▶ **RECORD SET**
- - - - -

PR #1852, opened 2025-05-14
Use raw ATLAS coordinates for FIDDLE import

saransh13:
Instead of importing the corners of the sensors, use the raw ATLAS coordinates to determine the coordinate transforms connecting the CMM and TCC frames. Rest of the workflow remains the same.


hexrdgui/llnl_import_tool_dialog.py
```diff
@@ -38,17 +42,83 @@
...
+        result = res.minimize(method='least_squares', params=params)
+
+        if result.chisqr > 1:
+            '''please include a message box here with this message
+            '''
+            msg = (f'least-squares did not find a good solution. '
+                    f'Double check data to make sure input is in order.')
+            print(msg)
+
+        self.result = result
```
bnmajor, line 100:
```suggestion
            msg = (
                f'least-squares did not find a good solution. '
                f'Double check data to make sure input is in order.'
            )
            QMessageBox.warning(None, 'HEXRD', msg)

        self.result = result
```

bnmajor (approved):
LGTM, appears to work well!

PR #1853, opened 2025-05-14
Utilize instrument rigid body params for sliders

psavery:
For locking relative tilts/translations in an "Instrument Rigid Body" fashion, we used to show the parameters for the currently selected detector and update them.

Now, we utilize the internally stored instrument rigid body parameters (the same as those used in the calibration workflows). This means we can now switch back and forth between the calibration workflow and the slider widget and see the same parameters when the transformations all have an "Instrument Rigid Body" lock.


saransh13 (approved):
LGTM

Issue #1794, opened 2025-02-27
Enable widths automatically for composite calibration


psavery:
In the fast powder calibration, widths are enabled automatically if they are disabled.

We should likewise enable widths (both for powder and laue) automatically if they are disabled in composite calibration.

PR #1855, opened 2025-05-16
Automatically enable widths for calibration

psavery:
Similar to fast powder, in the composite calibration, automatically enable widths if there are any overlays which do not have widths enabled.

Fixes: #1794


saransh13 (approved):
LGTM

Issue #1719, opened 2024-07-29
Detector borders.


saransh13:
Detector borders do not move when the instrument `tvec` is changed. See video below:

https://github.com/user-attachments/assets/eb267571-f9f3-4881-984a-e29e0531f825

PR #1856, opened 2025-05-16
Take into account sample tvec for detector borders

psavery:
For the polar and stereo views, take into account the sample tvec when generating their detector borders.

This change is not necessary for the raw view (no detector borders) and the Cartesian view (where the detector borders should not change).

Fixes: #1719


saransh13 (commented):
LGTM

saransh13 (approved):

PR #1857, opened 2025-05-20
Memoize projection to polar view

psavery:
This function was memoized in the past, and appears to have been "un-memoized" by accident. After the polar view has been generated one time, this memoization substantially improves the performance of re-generating the same polar view using the same settings (for example, switching to a different image mode and then coming back).


saransh13 (approved):
LGTM. However, I'm not noticing any performance difference while using the GUI

psavery:
Only when you switch tabs away from the polar view and come back. And probably only if it's a high resolution one.

PR #1112, opened 2020-10-20
Remove loading plugins from KLV applet.

linus-sherrill:
There is no point in loading the plugins from an applet since it is itself a plugin. All plugins have to be already loaded for the runner to find this applet.


mleotta (approved):
We already removed plugin loading in a recently merged branch, so this is mostly a no-op.  The change is now just updating the copyright year and removing a blank line.  These are still reasonable changes, so I approve, even if the name of the PR is no longer accurate.

mleotta:
Only comments and whitespace are changed in the diff, so I see no need to re-run Jenkins on this for the Linux build.

PR #1120, opened 2020-10-21
Fix example darknet sha512

dstoup:
The sha512 for the darknet model download in examples is out of date.


dstoup:
Well, I've locally tried every available sha512 and none of them make the 'Download' test succeed. @aaron-bray I think it's likely that something else is going wrong here but I'm not sure what it is. I can disable examples on this dashboard until we can figure it out but I don't love having it lurking as a disabled failure. Thoughts?

aaron-bray:
Hmm
Its possible you have to update the sha in the file and rerun all of cmake to get it to update the download script...

I will see if I can find some time to take a look

dstoup:
> Hmm
> Its possible you have to update the sha in the file and rerun all of cmake to get it to update the download script...
> 
> I will see if I can find some time to take a look

I thought about that too. I did rerun CMake but didn't remove everything and do it fresh every time. The dashboard does though so the sha512 you provided did fail here on a clean build.

dstoup:
Closing this PR. None of the available sha512 hashes solve the issue which leads me to believe that something larger is going wrong. I wrote it up as an issue, #1122

PR #1121, opened 2020-10-22
Refactor applet config validation

mleotta:
Applets reuse the same pattern repeatedly of checking configuration for input or output files and directories.  Depending on whether the input or output is required or optional the logic is slightly different, but generally we want to see if the parameter is set and if it points to a valid file or directory on disk.  For outputs, we may even want to create missing directories and test that we have permission to write to output files.

This PR refactors current applets to move this logic into a set of reusable utility functions that any applet can reuse.

### DIFF
--- a/vital/applets/config_validation.h
+++ b/vital/applets/config_validation.h
@@ -1,0 +1,88 @@
+/*ckwg +29
+ * Copyright 2020 by Kitware, Inc.
+ * All rights reserved.
+ *
+ * Redistribution and use in source and binary forms, with or without
+ * modification, are permitted provided that the following conditions are met:
+ *
+ *  * Redistributions of source code must retain the above copyright notice,
+ *    this list of conditions and the following disclaimer.
+ *
+ *  * Redistributions in binary form must reproduce the above copyright notice,
+ *    this list of conditions and the following disclaimer in the documentation
+ *    and/or other materials provided with the distribution.
+ *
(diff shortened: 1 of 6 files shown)


vital/applets/config_validation.h
```diff
@@ -0,0 +1,170 @@
...
+#define KWIVER_TOOLS_CONFIG_VALIDATION_H
+
+#include <vital/applets/kwiver_tools_applet_export.h>
+
+#include <vital/config/config_block.h>
+#include <vital/logger/logger.h>
+
+#include <string>
+
+namespace kwiver {
```
mleotta, line 41: @linus-sherrill I was following the established naming here, but this namespace and library name seems wrong given that this is in `vital\applets`.  Shouldn't the namespace be `kwiver::vital` or `kwiver::vital::applets`?

dstoup (approved):
I had the same question as Linus. Otherwise, looks good!

mleotta:
I'd like to merge this as is (consistent with existing namespaces) and then maybe we can address the namespace and library naming on a new branch.  Those naming changes would extend beyond the files modified in this branch.  @linus-sherrill do you have any objection to that plan?

vital/applets/config_validation.h
linus-sherrill: These are applet support, so `kwiver::vital::applet` would be appropriate.

linus-sherrill (approved):
The refactoring looks like a big improvement.

PR #1124, opened 2020-10-23
WIP: Disable VTK when a bad version is found

dstoup:
When we find VTK but the version isn't usable, disable VTK rather than failing.

I realize that this PR is a bit of a break in the current kwiver patter for third party library support but I wanted to pose it as a possible alternative since we have a growing number of packages that need newer versions that some of the supported fletch versions.

This PR isn't critical since I can easily change the dashboard scripts that build VIVIA, for example but again, wanted to see if there were objections to changing the pattern for supported packages in kwiver.

### DIFF
--- a/CMake/kwiver-depends-VTK.cmake
+++ b/CMake/kwiver-depends-VTK.cmake
@@ -6,16 +6,16 @@ option( KWIVER_ENABLE_VTK
   )
 
 if( KWIVER_ENABLE_VTK )
-    find_package(VTK REQUIRED
+    find_package(VTK 8.2
         COMPONENTS
         vtkCommonCore
         vtkCommonDataModel
         )
     if(VTK_VERSION VERSION_LESS 8.2)
-        message(FATAL_ERROR "${PROJECT_NAME} supports VTK >= v8.2 "
-            "(Found ${VTK_VERSION})")
-    endif()
-
-  include(${VTK_USE_FILE})
-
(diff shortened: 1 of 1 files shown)


dstoup:
I realize that this PR is a bit of a break in the current kwiver patter for third party library support but I wanted to pose it as a possible alternative since we have a growing number of packages that need newer versions that some of the supported fletch versions.

This PR isn't critical since I can easily change the dashboard scripts that build VIVIA, for example but again, wanted to see if there were objections to changing the pattern for supported packages in kwiver.

mleotta (commented):
I don't understand why we would want to do this.  Can you explain?  It seems to me that if someone turns on a package and they don't have the required dependencies that should be an error.  They can always manually turn it back off if they decide to proceed without that package.  The problem with the proposed approach is that you just get a warning (which will likely be missed) and then you spend time building everything without a package you asked for.  Then you might wonder why it is missing after an apparently successful build.

dstoup:
> I don't understand why we would want to do this. Can you explain? It seems to me that if someone turns on a package and they don't have the required dependencies that should be an error. They can always manually turn it back off if they decide to proceed without that package. The problem with the proposed approach is that you just get a warning (which will likely be missed) and then you spend time building everything without a package you asked for. Then you might wonder why it is missing after an apparently successful build.

It was mostly for support with superbuilds.  I will close and disable kwiver's VTK in scripts.

PR #1130, opened 2020-10-28
Add missing utilities for config validation for input directories

mleotta:
Previously we provided functions for input files, output files, and output directories.  This PR completes the set by adding input directories.

### DIFF
--- a/vital/applets/config_validation.cxx
+++ b/vital/applets/config_validation.cxx
@@ -150,15 +150,9 @@ validate_required_input_dir(std::string const& name,
                             kv::config_block const& config,
                             kv::logger_handle_t logger)
 {
-  if (!config.has_value(name) ||
-      config.get_value<std::string>(name) == "")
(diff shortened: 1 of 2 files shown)


russelldj:
LGTM. It looks like the errors are different between `validate_optional_output_dir` and `validate_optional_input_dir`. If that was intentional I think that makes perfect sense. If not, and we want analogous behavior between the tools, `validate_optional_input_dir(name, config, logger)` could call `validate_optional_`**`output`**`_dir(name, config, logger, `**`false`**`)` instead of being implemented independently.

russelldj (approved):

dstoup (approved):
LGTM

linus-sherrill (approved):

mleotta:
@russelldj makes a good point.  I'll do that.

russelldj (approved):

PR #1134, opened 2020-10-30
If trace set as default c++ log level use debug in python

mattdawkins:
trace doesn't exist in python


linus-sherrill (approved):
We should also look into removing the sprokit logging support and only use the vital implementation.

dstoup:
> We should also look into removing the sprokit logging support and only use the vital implementation.



> We should also look into removing the sprokit logging support and only use the vital implementation.

I agree 100%. My biggest concern with this PR was the duplication of the code in two places. Removing the sprokit logging will fix that.

dstoup (approved):
I think this looks good now. The premise makes sense and you've consolidated the functionality. Also looks like dashboards are clean.

as6520 (approved):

- - - - -

▶ **WHAT YOU NEED TO DO**
Keep only the lines of the listing that contain the word "depends", and copy them.

▶ **RESULT OF THE TASK**
--- a/CMake/kwiver-depends-VTK.cmake
+++ b/CMake/kwiver-depends-VTK.cmake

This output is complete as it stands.